Extracted records:
Segment Open

PR #17, opened 2015-07-11
Zend validator unit tests

rms230:
This pull request is more unit tests to improve the code coverage of zend-validator.

### DIFF
--- a/test/BitwiseTest.php
+++ b/test/BitwiseTest.php
@@ -226,5 +226,4 @@ class BitwiseTest extends \PHPUnit_Framework_TestCase
         $validator->setControl($control);
         $this->assertEquals($control, $validator->getControl());
     }
-    
 }
--- a/test/BitwiseTest.php
+++ b/test/BitwiseTest.php
@@ -177,4 +177,66 @@ class BitwiseTest extends \PHPUnit_Framework_TestCase
         $validator = new Bitwise(0x1, Bitwise::OP_AND, true);
         $this->assertTrue($validator->getStrict());
     }
+    
+    
+    public function testConstructWithArguments()
+    {
+    
+    	$control = 0x1;
+    	$operator = Bitwise::OP_AND;
+    	$strict = true;
+    
+    	$validator = new Bitwise($control, $operator, $strict);
+    	
+    	$this->assertEquals($control, $validator->getControl());
+    	$this->assertEquals($operator, $validator->getOperator());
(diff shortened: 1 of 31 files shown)


gianarb:
It's good IMO :+1:

Maks3w:
We are introducing a new way in the architecture of test that implies:

* test API methods 
* Use more data providers

The proposal made here do some assertions about non API methods which make the test less resilient 

My idea is take the test examples proposed here and include them in v3

gianarb:
This PR increase the value of this library because it cover a lot of possibile problem and it works now with this version..

I don't understand why this update can be a problem

test/BitwiseTest.php
```diff
@@ -177,4 +177,53 @@ public function testSetStrict()
...
+        $strict = true;
+        $validator = new Bitwise(0x1, Bitwise::OP_AND, $strict);
+        $this->assertEquals($strict, $validator->getStrict());
+    }
+
+    public function testIsValidWithInvalidOperator()
+    {
+        $validator = new Bitwise(0x1, 'or', false);
+        $expectedResult = false;
+        $this->assertEquals($expectedResult, $validator->isValid(0x2));
```
weierophinney: I'd argue you should use either `assertSame($expectedResult, $validator->isValid(...))` or, more simply, `assertFalse($validator->isValid(...))`. I can make that change on merge, however.

test/CallbackTest.php
```diff
@@ -116,4 +117,22 @@ public function optionsCallback($value)
         $this->assertContains('something', $args);
         return $args;
     }
+
+    public function testIsValidWithNoCallback()
```
weierophinney: Rename this to indicate what *behavior* you're testing: 'testIsValidRaisesExceptionInAbsenceOfCallback'. I can make that change on merge.

test/Db/AbstractDbTest.php
```diff
@@ -0,0 +1,90 @@
...
+ * @group      Zend_Validator
+ */
+class AbstractDbTest extends \PHPUnit_Framework_TestCase
+{
+
+    protected $validator;
+
+    public function setUp()
+    {
+        $this->validator = new ConcreteDbValidator([
```
weierophinney: A better approach would be to use mocking for the DB adapter. I'll see if I can work up an example.

weierophinney:
This patch improves the library *now*, and will help pave the way for v3. I'm scheduling it for the next bugfix release.

PR #18, opened 2015-07-13
Introducing GPSPoint Validator

zf2timo:
In this PR i want to introduce a new Validator, which validates GPS Coordinates. The requirements to the Validator are:
- Validate Decimal Degree Coordinates
- Validate Degree Minutes Second (DMS) Coordinates
- Validate minimum and maximum Values for feasible coordinates

Basic Unit Tests are included.
Please Review the code and  let me know your opinion.


src/GPSPoint.php
```diff
@@ -0,0 +1,131 @@
...
+ * Zend Framework (http://framework.zend.com/)
+ *
+ * @link      http://github.com/zendframework/zf2 for the canonical source repository
+ * @copyright Copyright (c) 2005-2015 Zend Technologies USA Inc. (http://www.zend.com)
+ * @license   http://framework.zend.com/license/new-bsd New BSD License
+ */
+
+namespace Zend\Validator;
+
+final class GPSPoint extends AbstractValidator
```
freax: Why this is `final` class?

src/GPSPoint.php
```diff
@@ -0,0 +1,131 @@
...
+
+        return false;
+    }
+
+    /**
+     * @param string $value
+     * @param $maxBoundary
+     * @return bool
+     */
+    private function isValidCoordinate($value, $maxBoundary)
```
freax: Why this is `private` method?

weierophinney: @freax We've been gradually moving towards private visibility by default. This encourages good encapsulation, and moves the onus for justifying protected/public visibility to consumers; in other words, we need a very, very good reason to make something visible to extension writers.

Doing this eases our maintenance burden, because we can add, change, or remove private methods with little to no impact on end-users.

src/GPSPoint.php
```diff
@@ -0,0 +1,131 @@
...
+
+
+    /**
+     * @param string $value
+     * @return bool|string
+     */
+    private function convertValue($value)
+    {
+        $matches = [];
+        $result = preg_match_all('/(\d{1,3})°(\d{1,2})\'(\d{1,2}[\.\d]{0,6})"[NESW]/i', $value, $matches);
```
freax: - It can be `degrees only` or `degrees minutes` formats, like `120°W`, and this preg will fails.
- You can avoid `i` modifier by replace `[NESW]` to `[NESWnesw]`

src/GPSPoint.php
```diff
@@ -0,0 +1,131 @@
...
+        return $matches[1][0] + $matches[2][0]/60 + ((double)$matches[3][0])/3600;
+    }
+
+    /**
+     * @param string $value
+     * @return string
+     */
+    private function removeWhiteSpace($value)
+    {
+        return preg_replace('/\s/', '', $value);
```
freax: Can `\s` meant anything but `space`? If not, I think `str_replace` better.

src/GPSPoint.php
freax: Just look around a whole framework and you hardly notice a `private` methods. You need a very good reason to mark method as `private`. I think `protected` is better.

src/GPSPoint.php
weierophinney: `\s` is any whitespace character, and includes tab, CR, and EOL, among
others.

src/GPSPoint.php
weierophinney: Again, this is the direction we're *moving*. While we've defaulted to
protected in the *past*, we're changing practices based on the maintenance
issues the practice has created. (For your reference, I'm project lead; you
can take this as canonical.)

src/GPSPoint.php
freax: Yep. My point is that very unlikely there is need to check coordinate value in format like
120°

34'

23"
N

src/GPSPoint.php
manuakasam: @freax have a read at http://ocramius.github.io/blog/when-to-declare-classes-final/
This is a pretty easy to understand thing. When you declare classes final, there's no single reason to have protected functions as the class will never be extended. /cc @Ocramius

src/GPSPoint.php
zf2timo: See Link from @manuakasam in Comments below.

src/GPSPoint.php
zf2timo: - Ok, i will have a look, how this can be done.
- Why i should avoid the `i` modifier?

src/GPSPoint.php
zf2timo: A line break is very unlikely - that's right. But a `\t` is valid case and should not cause a validation error.

zf2timo:
With my commits, the Code Coverage decreased. Is there a way i can also cover the private Methods to increase the CC?

src/GPSPoint.php
freax: > When you declare classes final, there's no single reason to have protected functions as the class will never be extended.

Yes, it's pretty obvious. But my question is why need to forbid extend class from framework, especially from `validator` package.

froschdesign: > But my question is why need to forbid extend class from framework…

See again http://ocramius.github.io/blog/when-to-declare-classes-final/ (2. Encouraging composition)

freax: Well, if treat the whole article as the ultimate truth...

vaclavvanik:
In regard of naming conventions this should be renamed to GpsPointValidator

zf2timo:
I think the suffix validator is needless because the word is already in the Namespace. Also all other Validators did not have this suffix.
The CamelCase is acceptable.

vaclavvanik:
@zf2timo Sorry, I meant GpsPoint only.

src/GpsPoint.php
```diff
@@ -0,0 +1,131 @@
...
+     * @throws Exception\RuntimeException If validation of $value is impossible
+     */
+    public function isValid($value)
+    {
+        if (strpos($value, ',') === false) {
+            $this->error(GpsPoint::INCOMPLETE_COORDINATE, $value);
+            return false;
+        }
+
+        list($lat, $long) = explode(',', $value);
```
weierophinney: Shouldn't the `explode` have the third argument `2` to ensure no more than 2 values are returned?

weierophinney:
Merged to develop for release with 2.6.0

src/GpsPoint.php
zf2timo: @weierophinney Yes, it's cleaner. But should i make this change, because it was already merged.

weierophinney: I made the change during merge, iirc.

Segment Closed

Taking the records above line by line, count those that hold the word "BitwiseTest"; the number is the entire answer.

7